| Okay, so from reading the developer docs at https://github.com/coreos/torus/Documentation, I'm inferring that: * Single reader/writer. If you try and set up more, Bad Things happen (even if it's single-writer, you don't get read-after-write consistency). * It sure sounds like network partitions will allow all kinds of badness. * If copy 1 goes down, you can keep operating on copy 2, then lose copy 2, have copy 1 come back up, and then warp back in time? Maybe that's prevented because of append-only and you just lose the data entirely because it was only replicating to one node due to the "temporary" failure. Most egregiously, the Architecture description of an Inode implies that persisting a write-to-disk requires persisting the "INode". INodes are persisted in etcd.

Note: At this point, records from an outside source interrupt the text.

Issue #477, opened 2023-06-16
No way to force the sequence type when loading a FASTA file


gezmi:
Hi,

I am trying to create sequence logos from fasta files, and there I some that I cannot process but for no obvious reasons.

My code is:
```
import biotite.sequence.io.fasta as fasta
import biotite.sequence as seq

file = fasta.FastaFile()
file.read('1MFG.fa')

seqs = seq.io.fasta.get_alignment(file)
seq.SequenceProfile.from_alignment(seqs)
```

For the 1MFG.fa file, this gives
`ValueError: There is no common alphabet that extends all alphabets`
[1MFG.txt](https://github.com/biotite-dev/biotite/files/11770534/1MFG.txt)
[1JWG.txt](https://github.com/biotite-dev/biotite/files/11770538/1JWG.txt)
(I needed to convert them to txt just for uploading to github, they were named 1MFG.fa and 1JWG.fa, respectively.)

But for the 1JWG.fa file, it works. Can you help me debugging this? Both only contains the 20 common amino acids.

Thank you for you help!

padix-key:
Hi, thanks for reporting. The problem is that the sequences are very short, so that the sequence type determination of the convenience function `get_alignment()` identifies some of the sequences as nucleotide sequences. While Biotite allows `Alignment` objects of mixed sequence types (reasonable for example for protein sequence to structural alphabet alignment), this does not work for `SequenceProfile` creation. The solution would be to avoid using the convenience function and be explicit about the sequence type:
```python
import biotite.sequence.io.fasta as fasta
import biotite.sequence as seq
import biotite.sequence.align as align


def read_alignment(fasta_file):
    seq_strings = list(fasta_file.values())
    sequences = [
        # Explicit creation of ProteinSequence
        seq.ProteinSequence(seq_str.replace("-",""))
        for seq_str in seq_strings
    ]
    trace = align.Alignment.trace_from_strings(seq_strings)
    return align.Alignment(sequences, trace)

file = fasta.FastaFile()
file.read('1MFG.fa')

alignment = read_alignment(file)
print(alignment)
seq.SequenceProfile.from_alignment(alignment)
```

Although it is quite nonintuitive that `get_alignment()` may return an alignment with mixed sequence types, finding the right sequence type over a large range of sequences would probably generally decrease the performance. So in my opinion we should just mention in the documentation, that this scenario may happen.

gezmi:
[...]

PR #478, opened 2023-06-18
Add manual seq type

t0mdavid-m:
This PR implements the `seq_type` parameter as described in #477.

### DIFF
--- a/src/biotite/sequence/io/fasta/convert.py
+++ b/src/biotite/sequence/io/fasta/convert.py
@@ -220,7 +220,7 @@ def _convert_to_sequence(seq_str, seq_type=None):
                     "ProteinSequence objects do not support selenocysteine "
                     "(U), occurrences were substituted by cysteine (C)"
                 )
-            seq_str.replace("U", "C")
+            seq_str = seq_str.replace("U", "C")
         # Return the converted sequence
         return seq_type(seq_str)    
 
--- a/src/biotite/sequence/io/fasta/convert.py
+++ b/src/biotite/sequence/io/fasta/convert.py
@@ -214,12 +214,17 @@ def set_alignment(fasta_file, alignment, seq_names):
 def _convert_to_sequence(seq_str, seq_type=None):
 
     # Define preprocessing of preimplemented sequence types
+
+    # Selenocysteine is not supported, replace with cysteine
     process_protein_sequence = lambda x : x.upper().replace("U", "C")
+    # For nucleotides uracil is represented by thymine and there is is only 
+    # one letter for completely unknown nucleotides
     process_nucleotide_sequence = (
         lambda x : x.upper().replace("U","T").replace("X","N")
     )
 
-    # Attempt to set manually selected sequence type
+    # Set manually selected sequence type
+
     if seq_type is not None:
         # Do preprocessing as done without manual selection
         if seq_type == NucleotideSequence:
@@ -234,10 +239,9 @@ def _convert_to_sequence(seq_str, seq_type=None):
         # Return the converted sequence
         return seq_type(seq_str)    
 
-    # Biotite alphabets for nucleotide and proteins
+    # Attempt to automatically determine sequence type
+
     try:
-        # For nucleotides uracil is represented by thymine and
-        # there is is only one letter for completely unknown nucleotides
         return NucleotideSequence(process_nucleotide_sequence(seq_str))
     except AlphabetError:
         pass
--- a/src/biotite/sequence/io/fasta/convert.py
+++ b/src/biotite/sequence/io/fasta/convert.py
@@ -16,7 +16,7 @@ __all__ = ["get_sequence", "get_sequences", "set_sequence", "set_sequences",
            "get_alignment", "set_alignment"]
 
 
-def get_sequence(fasta_file, header=None):
+def get_sequence(fasta_file, seq_type=None, header=None):
     """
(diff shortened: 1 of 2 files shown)


src/biotite/sequence/io/fasta/convert.py
```diff
@@ -16,7 +16,7 @@
            "get_alignment", "set_alignment"]
 
 
-def get_sequence(fasta_file, header=None):
+def get_sequence(fasta_file, seq_type=None, header=None):
```
padix-key, line 19: I think for backwards compatibility reasons the new parameter should be the last parameter in the list, e.g. in case someone uses the `header` as positional argument in their code. Although Biotite is still in `0.x`version, where compatibility is not strictly required, I would prefer the *more compatible way*, if there is no clear advantage of the other option.

src/biotite/sequence/io/fasta/convert.py
```diff
@@ -28,6 +28,9 @@ def get_sequence(fasta_file, header=None):
     ----------
     fasta_file : FastaFile
         The :class:`FastaFile` to be accessed.
+    seq_type : Class, optional
+        The :class:`Sequence` subclass contained in the file. If not 
+        set, it is automatically detected.
```
padix-key, line 33: Could you also mention that only nucleotide and protein sequences can be automatically detected?

src/biotite/sequence/io/fasta/convert.py
```diff
@@ -199,26 +208,41 @@ def set_alignment(fasta_file, alignment, seq_names):
...
+            if "U" in seq_str:
+                warnings.warn(
+                    "ProteinSequence objects do not support selenocysteine "
+                    "(U), occurrences were substituted by cysteine (C)"
+                )
+            seq_str = process_protein_sequence(seq_str)
+        # Return the converted sequence
+        return seq_type(seq_str)    
+
     # Biotite alphabets for nucleotide and proteins
```
padix-key, line 234: This part of the comment is also obsolete with the code changes.

```suggestion
```

tests/sequence/test_fasta.py
```diff
@@ -40,22 +40,28 @@ def test_access_low_level():
...
         "third dna sequence" : seq.NucleotideSequence("ACGT", False),
         "rna sequence" : seq.NucleotideSequence("ACGT", False),
         "ambiguous rna sequence" : seq.NucleotideSequence("ACGTNN", True),
     }
+    path = os.path.join(data_dir("sequence"), "nuc.fasta")
+    file = fasta.FastaFile.read(path)
+    sequences = fasta.get_sequences(file)
+    assert sequences == sequences_reference
+    sequences_manual = fasta.get_sequences(file, seq.NucleotideSequence)
+    assert sequences_manual == sequences_reference
```
padix-key, line 55: This this is almost a duplicate of the two lines above, I would suggest using `pytest.mark.parametrize()`to add one version of the test with and one version without manual sequence type selection.

tests/sequence/test_fasta.py
```diff
@@ -40,22 +40,28 @@ def test_access_low_level():
...
+    assert sequences_manual == sequences_reference    
 
 
 def test_sequence_conversion():
     path = os.path.join(data_dir("sequence"), "nuc.fasta")
     file = fasta.FastaFile.read(path)
     assert seq.NucleotideSequence("ACGCTACGT") == fasta.get_sequence(file)
+    assert seq.NucleotideSequence("ACGCTACGT") == fasta.get_sequence(
+        file, seq.NucleotideSequence
+    )
```
padix-key, line 64: Same as above

tests/sequence/test_fasta.py
```diff
@@ -65,6 +71,11 @@ def test_sequence_conversion():
     # now guessed as protein sequence
     for seq1, seq2 in zip(seq_dict.values(), seq_dict2.values()):
         assert str(seq1) == str(seq2)
+    # Manually set sequence type
+    seq_dict2_manual = fasta.get_sequences(
+        file2, seq_type=seq.NucleotideSequence
+    )
+    assert seq_dict == seq_dict2_manual
```
padix-key, line 78: Same as above

padix-key (commented):
Thank you, that was quite quick! Overall your solution looks very good to me, I would only like to request some minor changes. What do you think?

padix-key:
I think we can ignore the error in `biotite.database`for this PR, there seems to be some change in the RCSB and PubChem database, that can be addressed another time.

src/biotite/sequence/io/fasta/convert.py
t0mdavid-m: I went over the comments and removed all remainders of the previous implementation. I also added/moved a comment describing the purpose of each lambda function.

src/biotite/sequence/io/fasta/convert.py
t0mdavid-m: I placed the arguments based on gut feeling. However, I agree that compatibility should take priority here.

tests/sequence/test_fasta.py
t0mdavid-m: I also refactored the test by splitting it into three functionally different tests:

- Ambiguous Sequences (i.e. nucleotide sequences which can also be loaded as amino acid sequences)
- Protein Sequences (should fail when loaded as nucleotide sequences)
- Invalid Sequences (should fail in all cases)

Which means your entire cluster's write-to-disk throughput is limited to what you can push through a Raft consensus algorithm. Look, there are all kinds of reasons one could legitimately decide that none of the existing scalable block storage systems satisfy your use case. Maybe containers really are different enough from VMs. But the blog post claims that there just aren't any solutions; the research papers cited in the Documentation page are mostly old and are about systems in a very different part of this sub-space; and what developer documentation exists does not encourage me that this is a good idea. Granted, I've been working on Ceph for 7 years and am a bit of a snob as a result. |
Good work on Ceph, by the way. I've been following your work since it was a PhD if I remember correctly.